If your integration outputs CSV or parquet files, the `context` and `properties` columns contain stringified objects. If your integration outputs JSON files, the `context` and `properties` columns contain objects.

*   event string
    
    The slug of the event name, mapping to an event-specific table.
    
*   event\_text string
    
    The name of the event.
    
*   properties object
    
    Additional properties sent with the page call. We’ve listed some common/reserved traits captured by our `Analytics.js` library, but you can add any properties that you might use in another system.
    
    *   *Event Properties\** any type
        

## Alias[](#alias)

The Alias schema contains entries for the `alias` calls you send to Customer.io. It shows information about the users you merge, with each entry showing a user’s new `user_id` and their `previous_id`.

## Timestamps[](#timestamps)

We associate four timestamps with every incoming call to Customer.io: `timestamp`, `original_timestamp`, `sent_at` and `received_at`. All four timestamps pass through to your warehouse, and it may help to understand the purpose of each.

In general, you should use `timestamp` when you query for historical events and `received_at` for all other queries based on time.

`timestamp` is the UTC-converted timestamp set by the Customer.io library. If you import historical events using a server-side library, this is the timestamp you’ll want to reference in your queries.

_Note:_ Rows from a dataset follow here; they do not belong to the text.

PR #9628, opened 2025-07-15
[camera_avfoundation] Fix crash when restarting image stream after recording

t09tanaka:
## Summary

Added a guard in `captureOutput:didOutputSampleBuffer:` to safely handle nil pixel buffers that occur when transitioning from recording to image streaming. This prevents app crashes caused by force unwrapping nil values.

## What

- Added `guard let` check for `CMSampleBufferGetImageBuffer` result in DefaultCamera.swift
- Decrements pending frame count when skipping nil buffers to maintain accurate state
- Added comprehensive test coverage for nil buffer scenarios

## Why

When stopping video recording and immediately restarting the image stream, the app crashes with:
```
Thread 55: Fatal error: Unexpectedly found nil while unwrapping an Optional value
```

This occurs because:
1. After recording stops, the recording format buffers continue to flow for several frames
2. These buffers don't contain actual image data, causing `CMSampleBufferGetImageBuffer` to return NULL
3. The force unwrap (`\!`) on the nil result causes an immediate crash

## Technical Details

The issue happens during the transition period between recording and streaming:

`original_timestamp` is the original timestamp set on data that comes into Customer.io. This timestamp can be affected by device clock skew. You can override this value by manually passing a `timestamp` in your incoming calls, which we map to the `original_timestamp`. Generally, this timestamp should be ignored in favor of the `timestamp` column.

`sent_at` is a UTC timestamp set when you send calls to Customer.io. This timestamp can also be affected by device clock skew.

`received_at` is a UTC timestamp set by Customer.io when we receive a payload. All tables use `received_at` as the sort key.

 Use `received_at` for queries based on times

The `sent_at` timestamp relies on a client’s device clock being accurate, which can be unreliable.

## id[](#id)

Each row in your database has an `id` which is equivalent to the `messageId` that our libraries pass in incoming calls. This is a unique identifier associated with the row.

## Sort Key[](#sort-key)

All tables use `received_at` as the sort key. Amazon Redshift stores your data on disk in sorted order according to the sort key. The Redshift query optimizer uses sort order when it determines optimal query plans.